The ORIENT-15 study is a randomized, double-blind, multi-center, phase III trial that evaluates the efficacy and safety of Tyvyt (sintilimab injection) in combination with chemotherapy as first-line treatment in subjects with unresectable, locally advanced recurrent or metastatic ESCC in China. Patients will receive Tyvyt (sintilimab injection) or placebo in combination with paclitaxel and cisplatin until disease progression. Participants will be randomly assigned in a 1:1 ratio into experimental or control groups. The study will enroll 640 patients. The primary endpoint is overall survival in both the entire population and in PD-L1 positive population of patients.

About Advanced or Metastatic Esophageal Squamous Cell Carcinoma (ESCC)

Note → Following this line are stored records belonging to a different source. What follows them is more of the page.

PR #580, opened 2026-06-24
INTPYTHON-917 - Add support for flat indexing method in vector search index definitions

NoahStapp:
[INTPYTHON-917](https://jira.mongodb.org/browse/INTPYTHON-917)

## Changes in this PR

Adds support for `indexingMethod` to `VectorSearchIndexModel` for "flat" index support with MongoDB Vector Search.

Esophageal cancer is the eighth most common cancer in the world, and the sixth leading cause of cancer death. Nearly four out of five cases occur in developing countries. China has the largest population of patients with esophageal cancer in the world. The incidence and mortality in China are higher than the worldwide average, ranking 3rd and 4th respectively. The histopathological type of esophageal cancer in China is different than that in Europe and the United States. In China the major type of esophageal cancer is squamous cell carcinoma which accounts for more than 90% of cases. In the United States and Europe adenocarcinoma of the esophagus is the predominant histopathology. The prognosis of patients with advanced and metastatic esophageal cancer is poor with an overall survival of about 10 months.